Papers by Author: Abhijit P. Brahme

Abstract: The study of microstructural evolution in polycrystalline materials has been active for many decades so it is interesting to illustrate the progress that has been made and to point out some remaining challenges. Grain boundaries are important because their long-range motion controls evolution in many cases. We have some understanding of the essential features of grain boundary properties over the five macroscopic degrees of freedom. Excess free energy, for example, is dominated by the two surfaces that comprise the boundary although the twist component also has a non-negligible influence. Mobility is less well defined although there are some clear trends for certain classes of materials such as fcc metals. Computer simulation has made a critical contribution by showing, for example, that mobility exhibits an intrinsic crystallographic anisotropy even in the absence of impurities. At the mesoscopic level, we now have rigorous relationships between geometry and growth rates for individual grains in three dimensions. We are in the process of validating computer models of grain growth against 3D non-destructive measurements. Quantitative modeling of recrystallization that includes texture development has been accomplished in several groups. Other properties such as corrosion resistance are being related quantitatively to microstructure. There remain, however, numerous challenges. Despite decades of study, we still do not have complete cause-and-effect descriptions of most cases of abnormal grain growth. The response of nanostructured materials to annealing can lead to either unexpected resistance to coarsening, or, coarsening at unexpectedly low temperatures. General process models for recrystallization that can be applied to industrial alloys remain elusive although significant progress has been made for the specific case of aluminum alloy processing. Thin films often exhibit stagnation of grain growth that we do not fully understand, as well as abnormal grain growth. Grain boundaries respond to driving forces in more complicated ways than we understood. Clearly many exciting challenges remain in grain growth and recrystallization.
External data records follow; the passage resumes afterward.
PR #632, opened 2021-09-29
Feature/hbo_aeronet_aaod

bhuang95:
This PR creates an IODA converter for AEORNET absorption AOD (AAOD) at Level 1.5 or 2.0. Produced IODA files would serve assimilation and hofx calculation of AAOD (UFO #1540, #1541). But its completion is independent of these two PRs. 

    (1) Below files are included. 
        (1.a) src/chem/aeronet_aaod.py
        (1.b) test/testinput/aeronet_cad.dat, aeronet_ssa.dat and aeronet_tab.dat
        (1.c) test/testoutput/aeronet_aaod.nc

    (2) Three AERONET inversion products were read from their corresponding ASCII files and written into IODA format, that is, conicident AOT data with almucantar (CAD), single scattering albedo (SSA) and AOD aborption (TAB) (see details at https://aeronet.gsfc.nasa.gov/print_web_data_help_v3_inv_new.html). CAD is also written out,  since it serves as a reference for AAOD and will be used in 3.a and 3.b below.

    (3) Three MetaData variables are added as below. Because inversion data at Level 2.0 is very sparse, these MetaData variables would add more flexibility of using/filtering inversion data at Level 1.5 through "Domain check filter". 
        (3.a) l20_without_aod440_0.4_threshold_qc: whether AOD data reach Level 2.0 (0: yes, 1: no) without the threshold of aod_440nm > 0.4 (aod_440nm is obtained from CAD variable)
        (3.b) l20_qc: whether AOD data data reach Level 2.0 (0: yes, 1: no) with the threshold of aod_440nm > 0.4
        (3.3) inversion_l20_qc: inversion data quality level (0 for lev20 and 1 for lev15)


src/chem/aeronet_aaod2ioda.py
```diff
@@ -0,0 +1,221 @@
...
+    parser = argparse.ArgumentParser(
+        description=(
+                     'Reads AERONET inversion files downloaded from NASA website '
+                     ' and converts into IODA format')
+    )
+
+    required = parser.add_argument_group(title='required arguments')
+    required.add_argument(
+                    '-i', '--input',
+                    help="path of AERONET inversion ASCII files that include "
```
CoryMartin-NOAA, line 93: Make this explicitly say 'path to directory containing...' or something like that as this reads to me like you should provide it 3 paths `/path/to/aeronet_cad.dat /path/to/aeronet_ssa.dat` etc.

src/chem/aeronet_aaod2ioda.py
```diff
@@ -0,0 +1,221 @@
...
+                    help="path and filename of AERONET inversion IODA file",
+                    type=str, required=True)
+
+    args = parser.parse_args()
+    indir = args.input
+    outfile = args.output
+
+    # Read and extract online AERONET inversion data
+    print('Read and extract AERONET inversion data: CAD, SSA, TAB')
+    f3_cad_all = add_data('%s/aeronet_cad.dat' % (indir))
```
CoryMartin-NOAA, line 107: consider using "f-strings"

CoryMartin-NOAA: and `os.path.join`

src/chem/aeronet_aaod2ioda.py
```diff
@@ -0,0 +1,221 @@
...
+        exit(0)
+
+    locationKeyList = [("latitude", "float"), ("longitude", "float"), ("datetime", "string"),]
+    writer = iconv.NcWriter(outfile, locationKeyList)
+    varDict = defaultdict(lambda: defaultdict(dict))
+    outdata = defaultdict(lambda: DefaultOrderedDict(OrderedDict))
+    loc_mdata = defaultdict(lambda: DefaultOrderedDict(OrderedDict))
+    var_mdata = defaultdict(lambda: DefaultOrderedDict(OrderedDict))
+    units = {}
+    units['latitude'] = 'degree'
```
CoryMartin-NOAA, line 143: is the IODA convention `degree` or `degrees`? (can't recall)

src/chem/aeronet_aaod2ioda.py
```diff
@@ -0,0 +1,221 @@
...
+    # Define varDict variables
+    print('Define varDict variables')
+    for key, value in obsvars.items():
+        print(key, value)
+        varDict[key]['valKey'] = key, writer.OvalName()
+        varDict[key]['errKey'] = key, writer.OerrName()
+        varDict[key]['qcKey'] = key, writer.OqcName()
+
+    # Define loc_mdata
+    print('Define loc_mdata')
```
CoryMartin-NOAA, line 171: do we need all of these debug print statements?

CoryMartin-NOAA (commented):
A few comments, but overall looks good

src/chem/aeronet_aaod2ioda.py
bhuang95: @CoryMartin-NOAA Thanks for reviewing the codes. I modified and cleaned up the codes as you suggested except that units['latitude'] = 'degree' is retained.  'degree' is the unit for lon/lat in the IODA name convention document. Besides, because single scattering albedo (SSA) is not directly used in the AAOD assimilation and calculation,  I removed its related variables in the code, files in test/testinput and test/CMakeLists.txt.

src/chem/aeronet_aaod2ioda.py
```diff
@@ -0,0 +1,207 @@
...
+        type=str, required=True)
+
+    args = parser.parse_args()
+    indir = args.input
+    outfile = args.output
+
+    # Read and extract online AERONET inversion data
+    print('Read and extract AERONET inversion data: CAD, TAB')
+    f3_cad_all = add_data(os.path.join(f"{indir}/", "aeronet_cad.dat"))
+    f3_tab_all = add_data(os.path.join(f"{indir}/", "aeronet_tab.dat"))
```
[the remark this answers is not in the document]
bhuang95: @srherbener Thanks for reviewing. These two files need to be downloaded separately from NASA AERONET website. The downloaded files have the same names. So I define two arguments in the updated code as you suggested, that is,  "-i" for the CAD file and "-j" for the TAB file. Please let me know if further changes are expected.

CoryMartin-NOAA (approved):
I think it looks good to me now, @bhuang95

src/chem/aeronet_aaod2ioda.py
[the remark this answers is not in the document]
srherbener: @bhuang95 thank you for addressing this! I like the long option names you picked (`--incad`, `--intab`) which are mnemonic (remind you of what they represent). The short option names (`-i`, `-j`) however don't seem as mnemonic. I realize that one letter makes it very limited when trying to pick mnemonic names, but perhaps `-c` for the CAD file and `-t` for the TAB file would be useful. What do you think?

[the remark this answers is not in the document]
bhuang95: @srherbener Thanks, Steve. I think the short option names you picked looks better. I just updated them in the code.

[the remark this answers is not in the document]
srherbener: Sounds great! I'll wait for the CI testing to complete, and if all looks good will merge this into develop.

srherbener (approved):

src/chem/aeronet_aaod2ioda.py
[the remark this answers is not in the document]
bhuang95: Great, thank you very much!

PR #634, opened 2021-09-29
Add GsiEffectiveQC variable

### LINKED ISSUE #633: Create GSI Effective QC variable
## Description
The Obs team has suggested that it will be easier to evaluate UFO vs GSI QC if we have a binary GSI Effective QC variable that is 0 if pass and 1 if fail, based off of the value of Inverse_Observation_Error from the GSI diagnostic files.

## Requirements

update to GSI ncdiag converter
update to test reference files

PR to add this change

## Dependencies
None

CoryMartin-NOAA:
## Description

Adds a new variable, GsiEffectiveQC, to the GSI ncdiag output.

### Issue(s) addressed

- fixes #633 

Once Obs team and EMC can verify through a spot check that the 'good' obs have a value of 0, and all else, 1.

## Dependencies
None

## Impact

None

### DIFF
--- a/src/gsi-ncdiag/gsi_ncdiag.py
+++ b/src/gsi-ncdiag/gsi_ncdiag.py
@@ -782,6 +782,12 @@ class Conv(BaseGSI):
                             else:
                                 tmp[tmp > 4e8] = self.FLOAT_FILL
                             outdata[gvname] = tmp
+                    # create a GSI effective QC variable
+                    gsiqcname = outvars[o], 'GsiEffectiveQC'
+                    errname = outvars[o], 'GsiFinalObsError'
+                    gsiqc = np.zeros_like(obsdata)
+                    gsiqc[outdata[errname] == self.FLOAT_FILL] = 1
+                    outdata[gsiqcname] = gsiqc
                     # store values in output data dictionary
                     outdata[varDict[outvars[o]]['valKey']] = obsdata
                     outdata[varDict[outvars[o]]['errKey']] = obserr
@@ -1306,6 +1312,12 @@ class Radiances(BaseGSI):
             outdata[varDict[value]['valKey']] = obsdatasub
             outdata[varDict[value]['errKey']] = obserrsub
             outdata[varDict[value]['qcKey']] = obsqcsub.astype(int)
+            # create a GSI effective QC variable
+            gsiqcname = value, 'GsiEffectiveQC'
+            errname = value, 'GsiFinalObsError'
+            gsiqc = np.zeros_like(obsdatasub)
+            gsiqc[outdata[errname] == self.FLOAT_FILL] = 1
+            outdata[gsiqcname] = gsiqc
             if (ObsBias):
                 valuebc = [
                     "constant_{:d}".format(chanlist[c]),
--- a/test/testoutput/amsua_aqua_obs_2018041500.nc4
+++ b/test/testoutput/amsua_aqua_obs_2018041500.nc4
@@ -1,3 +1,3 @@
 version https://git-lfs.github.com/spec/v1
-oid sha256:269801067216b3da5c8a064dce88e8bc5c5e1cb3fb75235d63e884d47a8a573c
-size 135958
+oid sha256:909057dc00d687a1209195c2dc504d69c846974ce78a2fbea0887c085f8f5c41
+size 148568
--- a/test/testoutput/satwind_obs_2018041500.nc4
+++ b/test/testoutput/satwind_obs_2018041500.nc4
@@ -1,3 +1,3 @@
 version https://git-lfs.github.com/spec/v1
-oid sha256:01f2791ede347e45c3361d319f2036e82f67f1de009d0e479e0ecf98ba28da21
-size 42528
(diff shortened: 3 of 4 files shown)


ADCollard (commented):
Question:  This functionality should be almost identical to QC_flag with the only difference being QC_flag=0 means that the ob is used.  Is this duplication really required?

fabiolrdiniz:
> Question: This functionality should be almost identical to QC_flag with the only difference being QC_flag=0 means that the ob is used. Is this duplication really required?

I believe that is not identical because GSI inflates errors without changing the QC flag.

ADCollard:
> > Question: This functionality should be almost identical to QC_flag with the only difference being QC_flag=0 means that the ob is used. Is this duplication really required?
> 
> I believe that is not identical because GSI inflates errors without changing the QC flag.

I'm not sure I understand.  If the errors are inflated, the observation is still used, so the flag should still be 0.  Unless you are suggestion a threshold on the obs error where the observation is no longer considered used?  How do we determine the threshold?

src/gsi-ncdiag/gsi_ncdiag.py
```diff
@@ -782,6 +782,12 @@ def toIODAobs(self, OutDir, clobber=True, platforms=None):
                             else:
                                 tmp[tmp > 4e8] = self.FLOAT_FILL
                             outdata[gvname] = tmp
+                    # create a GSI effective QC variable
+                    gsiqcname = outvars[o], 'GsiEffectiveQC'
+                    errname = outvars[o], 'GsiFinalObsError'
```
fabiolrdiniz, line 787: I believe it's, but certainly, the others can say about it better: is these criteria based on obs errors sufficient to encapsulate the conventional & ozone cases too (not only radiances)?

fabiolrdiniz (approved):
Thanks, @CoryMartin-NOAA. I left a question to everyone over the code.

fabiolrdiniz:
> > > Question: This functionality should be almost identical to QC_flag with the only difference being QC_flag=0 means that the ob is used. Is this duplication really required?
> > 
> > 
> > I believe that is not identical because GSI inflates errors without changing the QC flag.
> 
> I'm not sure I understand. If the errors are inflated, the observation is still used, so the flag should still be 0. Unless you are suggestion a threshold on the obs error where the observation is no longer considered used? How do we determine the threshold?

Apparently, from what I've seen in the changes in this PR, the obs errors are already coming as FLOAT_FILL (```gsiqc[outdata[errname] == self.FLOAT_FILL] = 1```).

ADCollard:
> > > > Question: This functionality should be almost identical to QC_flag with the only difference being QC_flag=0 means that the ob is used. Is this duplication really required?
> > > 
> > > 
> > > I believe that is not identical because GSI inflates errors without changing the QC flag.
> > 
> > 
> > I'm not sure I understand. If the errors are inflated, the observation is still used, so the flag should still be 0. Unless you are suggestion a threshold on the obs error where the observation is no longer considered used? How do we determine the threshold?
> 
> Apparently, from what I've seen in the changes in this PR, the obs errors are already coming as FLOAT_FILL (`gsiqc[outdata[errname] == self.FLOAT_FILL] = 1`). Above in the code, the threshold is being defined as 4e8 (`obserr[obserr > 4e8] = self.FLOAT_FILL`).

In that case is this equivalent to Analysis_Use_Flag as in the GSI that includes cases where the ob error is inflated to make the effective obs error effectively zero?
        obsqc = self.var('Analysis_Use_Flag').astype(int)

huishao-r:
> > > > > Question: This functionality should be almost identical to QC_flag with the only difference being QC_flag=0 means that the ob is used. Is this duplication really required?
> > > > 
> > > > 
> > > > I believe that is not identical because GSI inflates errors without changing the QC flag.
> > > 
> > > 
> > > I'm not sure I understand. If the errors are inflated, the observation is still used, so the flag should still be 0. Unless you are suggestion a threshold on the obs error where the observation is no longer considered used? How do we determine the threshold?
> > 
> > 
> > Apparently, from what I've seen in the changes in this PR, the obs errors are already coming as FLOAT_FILL (`gsiqc[outdata[errname] == self.FLOAT_FILL] = 1`). Above in the code, the threshold is being defined as 4e8 (`obserr[obserr > 4e8] = self.FLOAT_FILL`).
> 
> In that case is this equivalent to Analysis_Use_Flag as in the GSI that includes cases where the ob error is inflated to make the effective obs error effectively zero? obsqc = self.var('Analysis_Use_Flag').astype(int)

In the converted ioda obs files (from GSI diag), there is only "preQC". In Jan's code sprint, we found it was not consistent with obs inflation results (JEDI consider obs inflation as one of the QC as well). Is this preQC same as "analysis_use_flag" or something else?

ADCollard:
Having discussed this with @CoryMartin-NOAA , this appears to be a temporary fix for a specific purpose.  I am concerned about a proliferation of QC variables as has happened in the GSI, but I happy for this to proceed.

ADCollard (approved):

srherbener (approved):

srherbener:
There are several open questions. Are the reviewers okay with merging now? My preference is to get this merged and address any remaining issues in subsequent PRs. Thanks!

huishao-r (approved):

PR #642, opened 2021-10-22
Feature/v2profile

rhoneyager:
## Description

This PR ports marine/godae_profile2ioda.py and marine/hgodas_insitu2ioda.py to use the new ioda-v2 interface.


srherbener:
Are we waiting on this PR for the other converter upgrades since we used this as an example case?

CoryMartin-NOAA:
> Are we waiting on this PR for the other converter upgrades since we used this as an example case?

I think so, yes. Plus I think it still needs finished up.

CoryMartin-NOAA:
This PR/branch still needs completed as there are things like units, etc. missing. Any volunteers?

srherbener:
> This PR/branch still needs completed as there are things like units, etc. missing. Any volunteers?

I'm fixing this during the review sprint.

srherbener:
I believe that I have put in all of the missing variable attributes (units, _FillValue). However, I don't know what some of the units are supposed to be so I put in a value of '???' and the tests will fail.

Could someone please let me know (or replace the '???' values) what the units are supposed to be for all of the variables.

Thanks!

srherbener:
I've done a number of code changes in this branch. I should probably not be a reviewer because of that. Who is a good person to replace me as a reviewer? thanks

CoryMartin-NOAA:
> I've done a number of code changes in this branch. I should probably not be a reviewer because of that. Who is a good person to replace me as a reviewer? thanks

As a marine profile, I suggest perhaps @HamidehGMAO or @kbhargava or @lliu1220

src/marine/godae_profile2ioda.py
```diff
@@ -169,25 +169,29 @@ def __init__(self, filename, date, varDict, obsList):
             ("datetime", "string")
         ]
 
-        self.AttrData = {
+        self.GlobalAttrs = {
             'odb_version': 1,
             'date_time_string': self.date.strftime("%Y-%m-%dT%H:%M:%SZ")
```
kbhargava, line 174: The PR looks good to me. On minor thing: I think it was decided to remove the date_time _string here, not sure if it matters right now or not. I forgot what the reason was but @rhoneyager or @CoryMartin-NOAA remember may be.

kbhargava (approved):

src/marine/godae_profile2ioda.py
srherbener: @kbhargava thanks for the review! I'll remove the date_time_string attribute.

src/marine/godae_profile2ioda.py
```diff
@@ -254,11 +259,17 @@ def main():
         obsList.append(obs)
 
     varDict = {
-        'ob_tmp': 'sea_water_temperature',
-        'ob_sal': 'sea_water_salinity'
+        #              var name,             units
+        'ob_tmp': ['sea_water_temperature', '???'],
+        'ob_sal': ['sea_water_salinity', '???']
```
srherbener, line 264: Can someone please tell me what the units values should be for these variables? Thanks!

src/marine/hgodas_insitu2ioda.py
```diff
@@ -19,13 +19,14 @@
...
-import ioda_conv_ncio as iconv
+import ioda_conv_engines as iconv
 from orddicts import DefaultOrderedDict
 
 
 vName = {
-    2210: "sea_water_temperature",
-    2220: "sea_water_salinity",
+    #          var name,            units
+    2210: ["sea_water_temperature", "???"],
```
srherbener, line 28: Can someone please tell me what the units value should be for this variable? Thanks!

src/marine/hgodas_insitu2ioda.py
```diff
@@ -19,13 +19,14 @@
...
+    2220: ["sea_water_salinity", "PSU"]
```
srherbener, line 29: Is "PSU" the correct units value for this variable? (I simply copied from the ioda-v1 version of this script.) Thanks!

src/marine/godae_profile2ioda.py
CoryMartin-NOAA: Probably `K` and `PSU`, respectively, but I'm not a marine expert and will defer to others.

src/marine/hgodas_insitu2ioda.py
kbhargava: I thought you left placeholders on purpose to be imported from the input file in future . From looking at the data, it looks like Celsius for temperature and PSU for salinity.

src/marine/godae_profile2ioda.py
srherbener: Thanks!

src/marine/hgodas_insitu2ioda.py
srherbener: Thanks. I'll use "C" and "PSU".

I was just forcing the tests to fail so that would remind us that the units still needed to get fixed.

src/marine/godae_profile2ioda.py
```diff
@@ -214,14 +217,15 @@ def __init__(self, filename, date, varDict, obsList):
...
+                        self.data[locKey][valKey] = val
+                        self.data[locKey][errKey] = err
+                        self.data[locKey][qcKey] = qc
 
-        (ObsVars, LocMdata, VarMdata) = self.writer.ExtractObsData(self.data)
-        self.writer.BuildNetcdf(ObsVars, LocMdata, VarMdata, self.AttrData)
+        ObsVars, nlocs = iconv.ExtractObsData(self.data, self.locKeyList)
+        DimDict = {'nlocs': nlocs}
+        self.writer = iconv.IodaWriter(self.filename, self.locKeyList, DimDict)
+        self.varAttrs['depth', 'MetaData']['units'] = "???"
```
CoryMartin-NOAA, line 227: Is this `meters`? @kbhargava do you know?

src/marine/hgodas_insitu2ioda.py
```diff
@@ -64,21 +67,31 @@ def _read(self):
 
         base_date = datetime(1970, 1, 1) + timedelta(seconds=int(time[0]))
 
+        self.VarAttrs['depth', 'MetaData']['units'] = '???'
```
CoryMartin-NOAA, line 70: Same question as above.

CoryMartin-NOAA (commented):
Just need to figure out the units; update the test files; and then we are ready to merge I think.

srherbener:
> Just need to figure out the units; update the test files; and then we are ready to merge I think.

I agree. Once these units (and test files) are update, this PR should be ready to merge. Thanks everyone for your help with this.

CoryMartin-NOAA (approved):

Abstract: A model has been constructed for the microstructural evolution that occurs during the annealing of aluminum alloys. Geometric and crystallographic observations from two orthogonal sections through a polycrystal using automated Electron Back-Scatter Diffraction (EBSD) were used as an input to the computer simulations to create a statistically representative threedimensional model. The microstructure is generated using a voxel-based tessellation technique. Assignment of orientations to the grains is controlled to ensure that both texture and nearest neighbor relationships match the observed distributions. The microstructures thus obtained are allowed to evolve using a Monte-Carlo simulation. Anisotropic grain boundary properties are used in the simulations. Nucleation is done in accordance with experimental observations on the likelihood of occurrences in particular neighborhoods. We will present the effect of temperature on the model predictions.

Abstract: The study presents an analytical model for predicting crystallographic textures and the final grain size during primary static recrystallization of metals using texture components. The kinetics is formulated as a tensorial variant of the Johnson-Mehl-Avrami-Kolmogorov (JMAK) equation. The tensor form is required since the kinetic and crystallographic evolution of the microstructure is described in terms of a limited set of growing (recrystallizing) and swept (deformed) texture components. The number of components required defines the order of the tensor since the kinetic coupling occurs between all recrystallizing and all deformed components. The new method is particularly developed for the fast and physically-based process simulation of recrystallization textures with respect to processing. The present paper introduces the method and applies it to the primary recrystallization of low carbon steels.